[Exercise] Beginning at the line that contains "source/LottieReader/Serialization/ParsingIssues.cs" and ending at the last line of the entries, write out each line exactly; include nothing outside that span.
*** Opening Supplied data ***
PR #76, opened 2019-03-08
Masks and mattes part1

simeoncran:


source/LottieReader/Serialization/ParsingIssues.cs
```diff
@@ -44,8 +44,6 @@ internal ParsingIssues(bool throwOnIssue)
 
         internal void LayerEffects() => Report("LP0008", "Layer effects");
 
-        internal void Mattes() => Report("LP0009", "Mattes");
-
         internal void TimeRemappingOfPreComps() => Report("LP0011", "Time remapping of precomp layers");
```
*** Closing Supplied data ***
[Result for this task]
source/LottieReader/Serialization/ParsingIssues.cs
```diff
@@ -44,8 +44,6 @@ internal ParsingIssues(bool throwOnIssue)
 
         internal void LayerEffects() => Report("LP0008", "Layer effects");
 
-        internal void Mattes() => Report("LP0009", "Mattes");
-
         internal void TimeRemappingOfPreComps() => Report("LP0011", "Time remapping of precomp layers");
```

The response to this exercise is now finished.